IIT Bombay English-Hindi corpus comprises parallel texts for English-Hindi and monolingual Hindi texts sourced from various existing platforms and corpora established at the Center for Indian Language Technology, IIT Bombay, over time. It is a resource for training and evaluating English-Hindi machine translation models. Researchers and developers can use the datasets to improve the accuracy and performance of machine translation systems for these languages.
To get more specific details about the "cfilt/iitb-english-hindi" dataset, including its size, source, and any specific characteristics, check the official documentation or publications from CFILT or IITB.
2. Dataset loading
We will use the cfilt/iitb-english-hindi dataset available on Hugging Face for this tutorial. This dataset consists of parallel texts for English-Hindi translation and is ideal for training and evaluating machine translation models.
To load the dataset:
Python
from datasets import load_dataset
dataset = load_dataset("cfilt/iitb-english-hindi")
The dataset is a dictionary-like object containing splits like "train", "validation", and "test".
3. Model and Tokenizer loading
We will use a pre-trained translation model, Helsinki-NLP/opus-mt-en-hi, for English to Hindi translation. The AutoTokenizer and AutoModelForSeq2SeqLM classes from the Hugging Face transformers library allow us to load the tokenizer and model.
Loading the model and tokenizer:
Python
max_length = 256
# Load model directly
from transformers import AutoTokenizer, AutoModelForSeq2SeqLM
tokenizer = AutoTokenizer.from_pretrained("Helsinki-NLP/opus-mt-en-hi")

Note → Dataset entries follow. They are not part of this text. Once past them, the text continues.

PR #59, opened 2022-10-30
Add Streamable interface

otaviojava:
As @odrotbohm recommendation, I've created this PR for this discussion:

https://github.com/jakartaee/data/pull/37#issuecomment-1286980442

The main reason for this PR is that the Stream makes sense to handle with Data at Jakarta Data. However, the structure should consider the resource available for it.

> Spring Data's Page implements Streamable, an extension of Iterable that exposes a stream() method defaulting to non-parallel streaming.

https://github.com/jakartaee/data/issues/36#issuecomment-1268074831

So, I created this PR to start the discussion on the ```Streamable``` 

The biggest inspiration comes from [Spring Data Commons](https://github.com/spring-projects/spring-data-commons/blob/main/src/main/java/org/springframework/data/util/Streamable.java), where I took a feel method to start the Topic.

### DIFF
--- a/api/src/main/java/jakarta/data/repository/Streamable.java
+++ b/api/src/main/java/jakarta/data/repository/Streamable.java
@@ -1,0 +1,73 @@
+/*
+ * Copyright (c) 2022 Contributors to the Eclipse Foundation
+ *
+ * Licensed under the Apache License, Version 2.0 (the "License");
+ * you may not use this file except in compliance with the License.
+ * You may obtain a copy of the License at
+ *
+ *     http://www.apache.org/licenses/LICENSE-2.0
+ *
+ * Unless required by applicable law or agreed to in writing, software
+ * distributed under the License is distributed on an "AS IS" BASIS,
+ * WITHOUT WARRANTIES OR CONDITIONS OF ANY KIND, either express or implied.
+ * See the License for the specific language governing permissions and
+ * limitations under the License.
+ *
+ * SPDX-License-Identifier: Apache-2.0
+ */
+package jakarta.data.repository;
+
+import java.util.List;
+import java.util.Set;
+import java.util.function.Supplier;
+import java.util.stream.Collectors;
+import java.util.stream.Stream;
+import java.util.stream.StreamSupport;
+
+/**
+ * This is interface and can therefore be used as the assignment target for a lambda expression or method reference.
+ */
+@FunctionalInterface
+public interface Streamable<T> extends Iterable<T>, Supplier<Stream<T>> {
+
+    /**
+     * Creates a non-parallel {@link Stream} of the underlying {@link Iterable}.
+     *
+     * @return a non-parallel Stream
+     */
+    default Stream<T> stream() {
+        return StreamSupport.stream(spliterator(), false);
+    }
+
+    /**
+     * Creates a new, unmodifiable {@link Set}.
+     *
+     * @return a Set
+     */
+    default Set<T> toSet() {
+        return stream().collect(Collectors.toUnmodifiableSet());
+    }
+
+    @Override
+    default Stream<T> get() {
+        return stream();
+    }
+
+    /**
+     * Returns whether the current {@link Streamable} is empty.
+     *
+     * @return whether the current {@link Streamable} is empty.
+     */
+    default boolean isEmpty() {
+        return !iterator().hasNext();
+    }
+
+    /**
+     * Creates a new, unmodifiable {@link List}.
+     *
+     * @return will never be {@literal null}.
+     */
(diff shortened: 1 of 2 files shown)


api/src/main/java/jakarta/data/repository/Streamable.java
```diff
@@ -0,0 +1,74 @@
...
+    default boolean isEmpty() {
+        return !iterator().hasNext();
+    }
+
+    /**
+     * Creates a new, unmodifiable {@link List}.
+     *
+     * @return will never be {@literal null}.
+     */
+    default List<T> toList() {
```
njr-11, line 71: We should remove `Slice.getContent()`, which is made redundant by this method.

api/src/main/java/jakarta/data/repository/Streamable.java
```diff
@@ -0,0 +1,74 @@
...
+import java.util.stream.Collectors;
+import java.util.stream.Stream;
+import java.util.stream.StreamSupport;
+
+/**
+ * Simple interface to ease streamability of {@link Iterable}s.
+ * This is interface and can therefore be used as the assignment target for a lambda expression or method reference.
+ */
+@FunctionalInterface
+public interface Streamable<T> extends Iterable<T>, Supplier<Stream<T>> {
```
njr-11, line 32: Is there an intent to use this beyond pagination and as its own return type for repository methods?
`Streamable<Person> streamable = people.findByFirstName(name)`
If so, it seems like each call to streamable.get() would need to fetch the data again if allowing it to be backed by a JPA provider's `query.getResultStream()`, and then we should also be clear about requiring the user to ensure the stream is closed when done with it.  This would be fine if that's the case, but we need to spell out the requirements then so that the user can know what to rely upon from the implementation.
If it's only for pagination and restricted to operating an already-loaded list of entities for a page then we don't need to be concerned with these things.

njr-11 (changes requested):

api/src/main/java/jakarta/data/repository/Streamable.java
```diff
@@ -0,0 +1,74 @@
...
+
+    /**
+     * Creates a non-parallel {@link Stream} of the underlying {@link Iterable}.
+     *
+     * @return a non-parallel Stream
+     */
+    default Stream<T> stream() {
```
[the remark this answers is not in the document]
odrotbohm: I wouldn't actually do that, as the presence of `get` is a necessary side effect of implementing `Supplier`. The `stream()` method is much more explicit and also in alignment with `Collection.stream()`, which `Streamable` is usually more of a replacement for. If in doubt, I'd even rather go ahead and remove the `Supplier` implementation. It was merely added in Spring Data to be able to hand a `Streamable` into methods that expect a `Supplier<Stream>` but that's definitely not the primary use case of it.

api/src/main/java/jakarta/data/repository/Streamable.java
odrotbohm: In Spring Data, we don't assume such indirection. Executing a query method results in the query result computed unless explicitly specified (e.g. when using `Stream`) directly. That's more of a specification question for query methods rather than a design question of the type here. Theoretically, you could also implement a query method returning an `Iterable` in a way that wraps some database cursor, but I've just never seen anyone do that because of all the nasty side effects that keeping resources open beyond the invocation of a method brings.

keilw: How about other frameworks, e.g. Micronaut, @graemerocher ?

graemerocher: We don't currently have a `Streamable` interface as of today. Could be nice though. We do allow returning `Stream` instances from finder methods though.

graemerocher: Just to say from my perspective I don't see any issue with supporting this though, it seems useful

api/src/main/java/jakarta/data/repository/Streamable.java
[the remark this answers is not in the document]
njr-11: I'd be fine with keeping `stream()` and getting rid of `Supplier` / `get()`.  My intent was just to avoid the redundancy and what you've suggested will achieve that.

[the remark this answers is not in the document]
graemerocher: yeah removing `Supplier<Stream>` makes sense to me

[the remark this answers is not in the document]
otaviojava: Done.

njr-11 (approved):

model = AutoModelForSeq2SeqLM.from_pretrained("Helsinki-NLP/opus-mt-en-hi")
Example Translation:
Let us see the output of model on one of the validation datasets. The input sequence is: 'Rajesh Gavre, the President of the MNPA teachers association, honoured the school by presenting the award' .
Python
article = dataset['validation'][2]['translation']['en']
inputs = tokenizer(article, return_tensors="pt")

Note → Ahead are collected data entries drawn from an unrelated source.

PR #64, opened 2022-11-03
Reorder the page and size parameters on the Pageable.java constructor…

mpredli01:
… to match those of the overload of() methods

Pursuant to our Jakarta Data meeting on 11/2, this PR addresses my concern over the order of the page and size variables in the constructor and overloaded of() methords.

Everything was successfully tested and compiled in my local branch.

### DIFF
--- a/api/src/main/java/jakarta/data/repository/Pageable.java
+++ b/api/src/main/java/jakarta/data/repository/Pageable.java
@@ -56,25 +56,16 @@ public class Pageable {
 
     private static final long DEFAULT_SIZE = 10;
 
-    private final long size;
-
     private final long page;
+
+    private final long size;
 
     private final List<Sort> sorts;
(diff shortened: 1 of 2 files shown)


graemerocher:
I'm wondering why `Pageable` is not an interface since by making it a class we limit evolving the implementation later (for example with new defaults methods)?

njr-11:
> I'm wondering why `Pageable` is not an interface since by making it a class we limit evolving the implementation later (for example with new defaults methods)?

It could be nice to have an interface. I don't understand the specific concern about default methods though. A class allows for adding new methods, implemented with a default behavior.

njr-11 (approved):
The comment about whether an interface should be used for `Pageable` is being addressed as a separate issue, #65, so I think we can merge this.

translated_tokens = model.generate(
**inputs, max_length=256
)
tokenizer.batch_decode(translated_tokens, skip_special_tokens=True)[0]
Output:
'एमएनएपी शिक्षकों के राष्ट्रपति, राजस्वीवर ने इस पुरस्कार को पेश करके स्कूल की प्रतिष्ठा की'
Let's check the expected output using the following code.
Python
dataset['validation'][2]['translation']['hi']
Output:
'मनपा शिक्षक संघ के अध्यक्ष राजेश गवरे ने स्कूल को भेंट देकर सराहना की।'
Let us fine tune the model.
4. Tokenize the dataset
To fine-tune the model, we need to preprocess the dataset. This involves tokenizing both the input (English) and target (Hindi) sentences and ensuring that they are properly formatted for the model.
Python
def preprocess_function(examples):
inputs = [ex["en"] for ex in examples["translation"]]
targets = [ex["hi"] for ex in examples["translation"]]
model_inputs = tokenizer(inputs, max_length=max_length, truncation=True)
labels = tokenizer(targets,max_length=max_length, truncation=True)
model_inputs["labels"] = labels["input_ids"]
return model_inputs
We map each of the examples of our dataset using the map function.
Python
tokenized_datasets_validation = dataset['validation'].map(
preprocess_function,
batched= True,
remove_columns=dataset["validation"].column_names,
batch_size = 2
)
tokenized_datasets_test = dataset['test'].map(
preprocess_function,
batched= True,
remove_columns=dataset["test"].column_names,
batch_size = 2)
5. Define the datacollator
DataCollatorForSeq2Seq is to take batches of examples, tokenize them using the provided tokenizer, and format them in a way suitable for training seq2seq models.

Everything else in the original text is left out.